* Collected data entries *
PR #3242, opened 2019-11-25
fix: update setup console command admin password

mechanarchy:
I've updated the console command output, as the admin account password is now `admin0`.


asbiin:
Nice catch @mechanarchy thanks !

PR #293, opened 2018-06-05
Clean up mbedTLS configuration

carlescufi:


boot/zephyr/CMakeLists.txt
```diff
@@ -104,8 +104,20 @@ if(CONFIG_BOOT_SIGNATURE_TYPE_ECDSA_P256)
   target_sources(app PRIVATE "${TINYCRYPT_DIR}/source/sha256.c")
   target_sources(app PRIVATE "${TINYCRYPT_DIR}/source/utils.c")
 
+  # When building for ECDSA, we use our own copy of mbedTLS, so the Zephyr
+  # one must not be enabled or the MBEDTLS_CONFIG_FILE macros will collide.
+  if(DEFINED CONFIG_MBEDTLS)
```
carlescufi: Note that this happens when you build with the default `prj.conf` and then use `menuconfig` to switch from RSA to ECDSA. This is a consequence of Kconfig parsing and cannot be fixed by modifying the Kconfig tree. So instead we give a clear error message to the user.

carlescufi: The only real fix here is to use 2 different `.conf` files:
* `prj-rsa.conf`
* `prj-ecdsa.conf`

utzig: It was two files before, I think it makes more sense.

carlescufi: OK, this is still relevant if we have 2 files in case someone goes and sets `CONFIG_MBEDTLS=y` in the `prj-ecdsa.conf`, so I can submit a PR after this one to split into 2

utzig:
@carlescufi building on Mynewt with ECDSA:

```
...
Error: In file included from repos/mcuboot/boot/bootutil/src/image_ec256.c:27:
repos/mcuboot/ext/mbedtls/include/mbedtls/oid.h:27:10: fatal error: config.h: No such file or directory
 #include "config.h"
          ^~~~~~~~~~
compilation terminated.
...
```

carlescufi:
@utzig I suspected that. Mynewt should really provide its own config file, but that's OK. I will remove the commit that does that and push.

utzig:
@carlescufi Mynewt provides its own config if using RSA (with external mbed-TLS). The whole point of having a local `config.h` is that is is used by our bundled mbed-TLS (which includes only the ASN1 parser).

PR #295, opened 2018-06-08
zephyr: cmake: Fix a typo in file CMakeLists.txt

miyatsu:
Replace "bur" with "but".


utzig:
Your commit has `Jerry Ding` as author name which does not match the signed-off-by. Maybe we could relax this "name" requirement and use only email, but for now please fix.

miyatsu:
@utzig Sure, I'm now in my office. I will let you know when I fix this in my home.

miyatsu:
@utzig Its done, please review.

PR #296, opened 2018-06-11
zephyr: Default to RSA .pem file in config fragment

carlescufi:
In order to provide a pleasant out-of-the-box experience to users,
default to the RSA .pem file so that users do not get a cryptic error
when building with the default .conf file in upstream.


carlescufi:
cc @nvlsianpu

utzig:
The main reason I have not left it configured by default was that it would overwrite possible edits the user had done by itself. But I don't oppose this.

nvlsianpu:
LGTM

* Task description *
Retrieve every line above holding the word "please".

* Result of this exercise *
Your commit has `Jerry Ding` as author name which does not match the signed-off-by. Maybe we could relax this "name" requirement and use only email, but for now please fix.
@utzig Its done, please review.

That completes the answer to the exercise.